GIVEN DATA below:

PR #1158, opened 2020-12-22
certificate_file_expiry: add pattern support for CERT env variable

ap-wtioit:
It became tedious to maintain our env.CERT values so i added support for patterns to the plugin. Now it's easier to support a bunch of certs that are saved in a certain pattern (e.g. letsencrypt certs or crls for multiple vpns)

Info @wt-io-it

### DIFF
--- a/plugins/ssl/certificate_file_expiry
+++ b/plugins/ssl/certificate_file_expiry
@@ -18,7 +18,7 @@ For letsencrypt certificates
 
  [certificate_file_expiry]
  user root
- env.CERTS x509:/etc/letsencrypt/live/domain1.example.com/cert.pem x509:/etc/letsencrypt/live/domain2.example.com/cert.pem
+ env.CERTS x509:/etc/letsencrypt/live/*/cert.pem
 
 Warning and Critical levels can also be configured with env variables like this:
 
@@ -28,6 +28,14 @@ Warning and Critical levels can also be configured with env variables like this:
  env.warning 5:
  # critical when certificate will be invalid within 1 day
  env.critical 1:
+
+env.CERTS should be a space separated list of patterns prefixed by the type of certificate to check and a colon. All types of
+certificates that openssl supports as standard commands and have a validity output are supported (e.g. x509, crl).
+File patterns can be a single file (e.g. /etc/openvpn/easy-rsa/keys/crl.pem) or a pattern that matches multiple files
+(e.g. /etc/letsencrypt/live/*/cert.pem).
+
+env.warning and env.critical are configurable values for the warning and critical levels according to
+http://munin-monitoring.org/wiki/fieldname.warning and http://munin-monitoring.org/wiki/fieldname.critical
 
 =head1 Dependencies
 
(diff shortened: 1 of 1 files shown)


sumpfralle:
Thank you for this suggestion!

Since the plugin is available for two years, I would like to keep it backward-compatible (supporting multiple items in `CERT`).
I think, this is rather easy, by adding a loop around the code block (the wildcards will not be substituted at that point, since the `x509:` prefix prevents the paths from expanding).
Additionally it would be great, if you could add a documentation note regarding the support for shell-based wildcards in the `CERT` fields.

What do you think?

ap-wtioit:
@sumpfralle i tested the backwards compatibility (locally and then on our servers, we have on server with a pattern and one without a pattern)

the second loop makes only one iteration if the pattern is not a pattern but a file name:

```
for home in /home/$USER; do echo $home; done
```
should give you your users home dir

```
for home in /home/*; do echo $home; done
```
should give you all home dirs on the system (you are allowed to list)

sumpfralle:
My question was probably a bit vague, sorry :)

I meant *multiple space-separated tokens*, e.g.:
```
CERTS=x509:/etc/letsencrypt/live/*/cert.pem x509:/var/lib/dehydrated/certs/*/cert.pem
```

I think, your proposal will not work with this (previously valid) input anymore. But maybe I just overlooked something?

ap-wtioit:
The input `CERTS=x509:/etc/letsencrypt/live/*/cert.pem x509:/var/lib/dehydrated/certs/*/cert.pem` meaning a directories named `*`?
At least for letsencrypt with certbot this would not be a valid directory.

If meaning pattern syntax so all files /etc/letsencrypt/live/*/cert.pem and /var/lib/dehydrated/certs/*/cert.pem this was not working before and is only working with this patch.

And this one is still working on our servers
```
env.CERTS x509:/etc/letsencrypt/live/domain1.tld/cert.pem x509:/etc/letsencrypt/live/domain2.tld/cert.pem x509:/etc/letsencrypt/live/domain3.tld/cert.pem x509:/etc/letsencrypt/live/domain4.tld/cert.pem
```

ap-wtioit:
The outer for loop (https://github.com/munin-monitoring/contrib/pull/1158/files#diff-a922d0a34322b760b165648a182fa41b6964e249f8b6f9fc9ee7e38cabde64caR58) splits the definitions:
* One iteration for x509:/etc/letsencrypt/live/*/cert.pem and one for x509:/var/lib/dehydrated/certs/*/cert.pem
* Then for each definition the type and pattern is determined
* The inner loop (https://github.com/munin-monitoring/contrib/pull/1158/files#diff-a922d0a34322b760b165648a182fa41b6964e249f8b6f9fc9ee7e38cabde64caR61) iterates over each patterns matching files:
** if the pattern is just a file (either because it was not defined as a pattern or because the pattern only matches one file) then the inner for loop just has one iteration
** and checks the validity according to the expected certificate type

Also if you replace `env.CERTS x509:/etc/letsencrypt/live/domain1.tld/cert.pem x509:/etc/letsencrypt/live/domain2.tld/cert.pem x509:/etc/letsencrypt/live/domain3.tld/cert.pem x509:/etc/letsencrypt/live/domain4.tld/cert.pem` by `env.CERTS x509:/etc/letsencrypt/live/*/cert.pem` if the files remain the same the old values in the rrd files are still valid because `cert_file` holds the evaluated pattern.

So besides one literally naming directories with a `*` in it and only wanting a single directory i cannot see what's not backwards compatible.

ap-wtioit:
The previous code did not split patterns:
* in https://github.com/munin-monitoring/contrib/blob/09b88141b34940d100df10b95b60206979e9df17/plugins/ssl/certificate_file_expiry#L58 there was still the `x509:` prefix before the pattern preventing the linux pattern matching for files and directories
* in https://github.com/munin-monitoring/contrib/blob/09b88141b34940d100df10b95b60206979e9df17/plugins/ssl/certificate_file_expiry#L59 and https://github.com/munin-monitoring/contrib/blob/09b88141b34940d100df10b95b60206979e9df17/plugins/ssl/certificate_file_expiry#L60 those string operations also do not evaluate patterns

End of GIVEN DATA.

### AIM OF THE EXERCISE
Answer with a number only: how many lines above have the word "plugins"?

### YOUR SOLUTION
4